Axiomatic set theory may be lurking in our minds,
but we should not try to impose it on 14-year-olds.
Michael McConnell's anecdote about the formal definition
of "work" was very interesting to me, because I had
almost that same presentation in high-school chemistry.
We had a very weird chemistry teacher, and his lesson
on this topic began with what might sound like a good idea:
asking the students to offer their ideas toward
a definition of work. He was not a gifted teacher,
and this did not go well; it was, naturally, a game of
"Figure out what the teacher wants," and we all failed.
Finally he just said, Well, I'll tell you what work is:
Work is Force Times Distance. Confusion and rancor!
While I'm on the subject of lessons, I was puzzled
when Gary Davis wrote to me
Our students can learn a great deal about being more precise,
and much deeper, in their mathematical thought
if they are involved in framing definitions.

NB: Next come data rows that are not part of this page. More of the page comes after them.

PR #753, opened 2015-12-18
fix watch folder failed issue of winodws

masato25:
if we set "c:\test\*.csv" as path of tail plugin, fluentd can't get watch files list.
user need change "/" to "\" on windows. this patch is for fixed this problem.


masato25:
sorry , again. please reject this one. I will submit a new patch into `master`.

PR #754, opened 2015-12-18
fix fetch files list issue on windows

masato25:
Fix fetch files list issue on Windows.

sorry for the wrong pull request many times. :(

### DIFF
--- a/lib/fluent/plugin/in_tail.rb
+++ b/lib/fluent/plugin/in_tail.rb
@@ -120,6 +120,12 @@ module Fluent
       @paths.each { |path|
         path = date.strftime(path)
         if path.include?('*')
+          
+          #fix fetch files list issue on windows
+          if(path =~ /^\s*[C-Z]:\\/)
+            path.gsub!("\\","/")
+          end
+
           paths += Dir.glob(path).select { |p|
             if File.readable?(p)
               true


lib/fluent/plugin/in_tail.rb
```diff
@@ -120,6 +120,12 @@ def expand_paths
       @paths.each { |path|
         path = date.strftime(path)
         if path.include?('*')
+          
+          #fix fetch files list issue on windows
+          if(path =~ /^\s*[C-Z]:\\/)
```
repeatedly: Could you remove `()` like above `if` condition?

repeatedly:
@nurse Could you check this approach? Is this good or does Ruby have proper way?

nurse:
@masato25 What issue do you want to solve? Could you show an example case?

masato25:
HI @nurse , nice to talk with you.
I had tried the tail plugin to watch bunch of files in a folder on Windows OS.
ex. C:\test\*.csv 
But it's seems doesn't works. so I look into the source code of tail plugin.
```
            if File.readable?(p)
              true
            else
              log.warn "#{p} unreadable. It is excluded and would be examined next time."
              false
            end
          }
```
and I checked [Ruby Doc](http://ruby-doc.org/core-2.2.0/Dir.html), the document mention 
```
\
Escapes the next metacharacter.

Note that this means you cannot use backslash on windows as part of a glob, i.e. Dir["c:\foo*"] will not work, use Dir["c:/foo*"] instead.
``` 

I followed the doc's solutions to change "c:\test\*.csv" into "c:/test/*.csv" and that is works.

I just think If fluentd can native support for automatic fixed this kind of problem will be more friendly for Winodws users, so I did this pull request.

Thanks 
Masato

nurse:
It sounds reasonable.
You can use `Fluent.windows?` instead of `(path =~ /^\s*[C-Z]:\\/)` as the begining of the file, and tr!('\\', '/') instead of gsub. The code should be in def configure.

nurse:
As wrote in https://github.com/fluent/fluentd/pull/919#issuecomment-214678118, it breaks if there's a file which has glob meta character.

PR #757, opened 2015-12-22
Add on_exit_process(i) hook point

riywo:
Hi,

I wonder how to call `shutdown` method before the child process exits when I use `detach_process` because I'd like to shutdown my plugin properly.

After looking the code, I hope this hook point just before `exit!`. Then I can call any logic before exiting like below:
```
def on_exit_process(i)
  shutdown
end
```

Is there any better way to do this?

Best,

### DIFF
--- a/lib/fluent/process.rb
+++ b/lib/fluent/process.rb
@@ -289,6 +289,9 @@ module Fluent
     def on_detach_process(i)
     end
 
+    def on_exit_process(i)
+    end
+
     private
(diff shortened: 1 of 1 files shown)


repeatedly:
It seems reasonable.

repeatedly:
If there is no other suggestion, I wll merge this patch.

riywo:
Thanks!

PR #759, opened 2015-12-24
Add descriptions to BufferedOutput

okkez:
I cannot find description for `:try_flush_interval`.

See http://docs.fluentd.org/articles/output-plugin-overview


sonots:
`try_flush_interval` is a kind of hidden parameters. That is why you could not find the description.

okkez:
Thanks!

PR #761, opened 2015-12-29
Use `Timeout.timeout` instead of `Object#timeout`

okkez:
Because Object#timeout has been deprecated since Ruby 2.3.0.


sonots:
Thanks!

PR #762, opened 2015-12-29
Enable to control wait period of d.run in input and output test driver

sonots:
I want to control wait period of d.run in input and output test driver. 

Please see what I am doing every time > https://github.com/sonots/fluent-plugin-grep/blob/master/test/helper.rb. I want to drop this monkey patch.


sonots:
I expect new plugin API gives us better test helpers in the future :-)

PR #770, opened 2016-01-12
Add filter and label example to fluent.conf. fix #512

### LINKED ISSUE #512: update the default config file to include filters and labels
The current example config generated by `--setup` does not include a filter or label example.

- I feel pretty strongly about having a couple of filter examples.
- I am less concerned about labels since it's more "advanced" and not needed until more complex event routing is required. but it probably doesn't hurt to have an example toward the bottom of `fluent.conf`.

repeatedly:
@kiyoto could you check?

### DIFF
--- a/fluent.conf
+++ b/fluent.conf
@@ -31,6 +31,24 @@
 #  tag apache.access
 #</source>
 
+## Mutating event filter
+## Add hostname and tag fields to apache.access tag events
+#<filter apache.access>
+#  @type record_transformer
+#  <record>
+#    hostname ${hostname}
+#    tag ${tag}
+#  </record>
+#</filter>
+
+## Selecting event filter
+## Remove unnecessary events from apache prefixed tag events
+#<filter apache.**>
+#  @type grep
+#  include1 method GET # pass only GET in 'method' field
+#  exclude1 message debug # remove debug event
+#</filter>
+
 # Listen HTTP for monitoring
 # http://localhost:24220/api/plugins
 # http://localhost:24220/api/plugins?type=TYPE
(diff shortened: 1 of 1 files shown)


repeatedly:
Or @sonots @tagomoris how  about this?

fluent.conf
```diff
@@ -31,6 +31,24 @@
...
+#    hostname ${hostname}
+#    tag ${tag}
+#  </record>
+#</filter>
+
+## Selecting event filter
+## Remove unnecessary events from apache prefixed tag events
+#<filter apache.**>
+#  @grep
+#  include1 method GET # pass only GET in 'method' field
```
sonots: regexp1

sonots:
Need an exmple to emit messages with label (source)

repeatedly:
@sonots Please commit changes to this branch directly :)

fluent.conf
```diff
@@ -31,6 +31,24 @@
 #  tag apache.access
 #</source>
 
+## Mutating event filter
+## Add hostname and tag fields to apache.access tag events
+#<filter apache.access>
+#  @record_transformer
```
tagomoris: `@type record_transformer`?

fluent.conf
```diff
@@ -31,6 +31,24 @@
...
+#  <record>
+#    hostname ${hostname}
+#    tag ${tag}
+#  </record>
+#</filter>
+
+## Selecting event filter
+## Remove unnecessary events from apache prefixed tag events
+#<filter apache.**>
+#  @grep
```
tagomoris: ditto

repeatedly:
Fix typo of missing `@type`

repeatedly:
Merged

PR #776, opened 2016-01-15
Add skip_invalid_event parameter to in_forward. fixes #774

### LINKED ISSUE #774: Add check and skip event option in in_forward
```
App - 1 -> fluentd-a - 2 -> fluentd-b
```

In the above topology, `2` transfer should be safe but `1` sometimes has a problem, e.g. client send an invalid event or something.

You can, of course, as can we all, declare by fiat
that such and such is the definition.
But does this not take away from a student
the struggle for clarity that went into this process?
Why would you not want a student to develop
a similar strength and ability to reflect
on what a definition might capture?
since I had just more or less sketched a lesson plan
in exactly that spirit:
Thus I would define a rectangle as a quadrilateral with (enough) right angles,
and then show some examples, leading up to the example of a square.

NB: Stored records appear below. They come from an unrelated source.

PR #781, opened 2016-01-21
Add some objects cannot be parsed

ysksn:
Regexp, Proc, Symbol, and String (empty string) objects added.
thanks :)


repeatedly:
Thanks!

Issue #2871, opened 2020-03-10
Fluentd CPU usage increased by 50% from version 1.7 to 1.8.


qingling128:
Check [CONTRIBUTING guideline](https://github.com/fluent/fluentd/blob/master/CONTRIBUTING.md) first and here is the list to help us investigate the problem.

**Describe the bug**
When upgrading Fluentd 1.6 to the latest 1.9, our soak tests detected that the CPU usage increased by 50% given the same log throughputs. Further investigation revealed the CPU usage increase is triggered by some change between `1.7.4` and `1.8.1`.

**CPU usage increased by 50%**
![image](https://user-images.githubusercontent.com/5287526/76286651-14ef1880-6279-11ea-9577-a7a53bd9b284.png)
**Memory (RSS) is roughly the same** 
![image](https://user-images.githubusercontent.com/5287526/76286592-fbe66780-6278-11ea-8717-f0871650d9ba.png)
**Log throughputs decreased**
The agent can no longer catch up with the same log throughput of 1000 log entries per second:
![image](https://user-images.githubusercontent.com/5287526/76286743-423bc680-6279-11ea-83f5-81fb91487031.png)

**Expected behavior**
CPU usage does not increase dramastically

**Your Environment**
Fluentd runs inside a Debian 9 based container in GKE with fixed throughput of 1000 log entries per second.

**Your Configuration**

https://github.com/Stackdriver/kubernetes-configs/blob/b67c14df983107a5eacecf6bdc8371d284aa4d10/logging-agent.yaml#L131

qingling128:
Further experiments with various Fluentd versions (`1.7.4`, `1.8.0.rc1`, `1.8.0.rc2`, `1.8.0.rc3`, `1.8.0`, `1.8.1`) narrow down to the changes between `1.7.4` and `1.8.0.rc1`.

![image](https://user-images.githubusercontent.com/5287526/76288066-40bfcd80-627c-11ea-85f7-689ff4053149.png)

There are 64 commits in between these two versions: https://github.com/fluent/fluentd/compare/v1.7.4...v1.8.0.rc1.

Did anything look obvious that might contribute to the CPU usage?

ganmacs:
I'm not sure but  [this commit](https://github.com/fluent/fluentd/commit/fcd467c722c491919c7044c772e9e49ead3ef787) might affect usage of CPU. Could you please do the experiment on the previous commit(8535c9a)? 

[...]

PR #2903, opened 2020-03-23
Stop to output deprecated warning log about MessagePackFactory::Mixin multiple times for performance

ganmacs:
Fixes https://github.com/fluent/fluentd/issues/2871

Stop to output a deprecated warning multiple times.
fluent-plugin-google-cloud uses  Fluent::Engine.msgpack_factory and the method changed  deprecated in [this commit](https://github.com/fluent/fluentd/commit/7b166f08f1f1c5d7aa8f49709843bc0b332ee33e).
https://github.com/GoogleCloudPlatform/fluent-plugin-google-cloud/blob/65b9d0e1afdec26ea14e01d7a731f05d499d3477/lib/fluent/plugin/out_google_cloud.rb#L1912

The deprecated method print [warning log]( https://github.com/fluent/fluentd/commit/fcd467c722c491919c7044c772e9e49ead3ef787#diff-2127cc829c2d543c1d9564680b1d4050R33) and it causes the performance issue.

**Docs Changes**:

no need

**Release Note**: 

same as the title.

**bechmark**

```
            original   346.805k i/100ms
                 now   243.599k i/100ms
                 new   345.928k i/100ms
            original     11.621M (± 5.3%) i/s -     57.916M in   4.999822s
                 now      4.617M (± 4.7%) i/s -     23.142M in   5.023242s
                 new     11.359M (± 4.6%) i/s -     56.732M in   5.005022s
```

```rb
require 'benchmark/ips'
require 'logger'
require 'msgpack'

$log = Logger.new(nil)

module MessagePackFactory
  @@engine_factory = nil

  def self.engine_factory(enable_time_support: false)
    @@engine_factory || factory(enable_time_support: enable_time_support)
  end

  def self.factory(enable_time_support: false)
    @@engine_factory = MessagePack::Factory.new
  end
end

module Mixin
  def msgpack_factory_original
    MessagePackFactory.engine_factory
  end

  def msgpack_factory
    if $log
      $log.warn('Deprecated method: this method is going to be deleted. Use Fluent::MessagePackFactory.engine_factory')
    end

    MessagePackFactory.engine_factory
  end

  def msgpack_factory_cache
    unless @deprecated_log_done
      deprecated_log { 'Deprecated method: this method is going to be deleted. Use Fluent::MessagePackFactory.engine_factory' }
    end
    MessagePackFactory.engine_factory
  end

  def deprecated_log
    if $log
      $log.warn(yield)
      @deprecated_log_done = true
    end
  end
end

class A
  include Mixin
end

a = A.new
b = A.new
c = A.new

Benchmark.ips do |x|
  x.report "original" do
    a.msgpack_factory_original
  end

  x.report "now" do
    b.msgpack_factory
  end

  x.report "new" do
    c.msgpack_factory_cache
  end
end
```

### DIFF
--- a/lib/fluent/msgpack_factory.rb
+++ b/lib/fluent/msgpack_factory.rb
@@ -23,24 +23,31 @@ module Fluent
 
     module Mixin
       def msgpack_factory
-        if $log
-          $log.warn('Deprecated method: this method is going to be deleted. Use Fluent::MessagePackFactory.engine_factory')
+        unless @deprecated_log_done
+          deprecated_log('Deprecated method: this method is going to be deleted. Use Fluent::MessagePackFactory.engine_factory')
         end
         MessagePackFactory.engine_factory
       end
 
       def msgpack_packer(*args)
-        if $log
-          $log.warn('Deprecated method: this method is going to be deleted. Use Fluent::MessagePackFactory.msgpack_packer')
+        unless @deprecated_log_done
+          deprecated_log('Deprecated method: this method is going to be deleted. Use Fluent::MessagePackFactory.msgpack_packer')
         end
         MessagePackFactory.msgpack_packer(*args)
       end
 
       def msgpack_unpacker(*args)
-        if $log
-          $log.warn('Deprecated method: this method is going to be deleted. Use Fluent::MessagePackFactory.msgpack_unpacker')
+        unless @deprecated_log_done
+          deprecated_log('Deprecated method: this method is going to be deleted. Use Fluent::MessagePackFactory.msgpack_unpacker')
         end
         MessagePackFactory.msgpack_unpacker(*args)
+      end
+
+      def deprecated_log(str)
+        if $log
+          $log.warn(str)
+          @deprecated_log_done = true
+        end
       end
     end
 
--- a/test/test_msgpack_factory.rb
+++ b/test/test_msgpack_factory.rb
@@ -1,0 +1,18 @@
+require_relative 'helper'
+require 'fluent/msgpack_factory'
+
+class MessagePackFactoryTest < Test::Unit::TestCase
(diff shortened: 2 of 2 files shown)


lib/fluent/msgpack_factory.rb
```diff
@@ -23,25 +23,32 @@ module MessagePackFactory
 
     module Mixin
       def msgpack_factory
-        if $log
-          $log.warn('Deprecated method: this method is going to be deleted. Use Fluent::MessagePackFactory.engine_factory')
+        unless @deprecated_log_done
```
cosmo0920: This is just my curiosity. Feel free to ignore it.
Using single flag is reasonable for preventing duplicated warning logs?

test/test_msgpack_factory.rb
```diff
@@ -0,0 +1,18 @@
...
+
+class MessagePackFactoryTest < Test::Unit::TestCase
+  test 'call log.warn only once' do
+    klass = Class.new do
+      include Fluent::MessagePackFactory::Mixin
+    end
+
+    mp = klass.new
+
+    mock.proxy($log).warn(anything).once
```
cosmo0920: :+1:

lib/fluent/msgpack_factory.rb
ganmacs: I think printing at least one warning is enough becuase the point of this warning is "Do not use Fluent::MsgpackFactory::Mixin".

cosmo0920: Sounds reasonable.

repeatedly:
After verified by user, merge the patch :)

ganmacs:
https://github.com/fluent/fluentd/issues/2871#issuecomment-602882428 
It seems to be all right!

The class might object that that isn't a rectangle because it's a square;
and I would ask them to look at the definition of rectangle.

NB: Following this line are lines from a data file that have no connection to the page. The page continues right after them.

Issue #2735, opened 2019-12-12
Daemon doesn't work without supervision


jkohen:
**Describe the bug**
When fluentd runs with `--daemon --no-supervisor`, it ignores `--daemon`. The supervisor doesn't run, as expected.

**To Reproduce**
Run fluentd with `--daemon file.pid --no-supervisor`.

**Expected behavior**
Fluentd runs without the supervisor (single process, single worker) and goes to the background, writing its pid to `file.pid`.

**Your Environment**

- Fluentd or td-agent version: `fluentd --version` or `td-agent --version`
- Operating system: `cat /etc/os-release`
- Kernel version: `uname -r`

We should be able to come to agreement that the square
satisfies the previously given definition of rectangle.
Then we could all decide whether in our class the word rectangle
should be redefined to exclude squares.
Someone did make the point that it is demonstrably better
if we can get our students to agree to the "nested sets" policy
where squares are rectangles are parallelograms, etc.
because we don't have to prove so many theorems:
if we prove that the diagonals of a parallelogram bisect each other,
and rectangles and squares aren't parallelograms,
then we need to prove two more theorems
(using the same identical proof again and again).
Yet I balk at the case of trapezoids. A trapezoid is
a quadrilateral with exactly two parallel sides, right?
That was drilled into me, and being profoundly conservative,
I buy it. That way, the altitude of a trapezoid is determined,
leading to the area formula, and we don't trip over our own feet
trying to apply that formula to a rectangle, where
there is an ambiguity about which altitude.
Tony Gardiner also says
Students fail to solve the simplest problems about circles because
they have been taught by teachers who failed to insist that
* the centre is part of the circle*
and so should be marked, and will probably be needed.
I don't think this is very closely analogous to the issue
of labeling triangles; a circle (the curve) has no distinguished points,
and there is one and only one center. We can all think of
ways to define a circle without reference to a center
(e.g. plane curve of constant curvature) but they are,
again, not age-appropriate. (at least none that I can think of)
But, T.G., would you please give an example of one of
the simplest problems that students can't do
because they don't know that "'the center is part of the circle'"?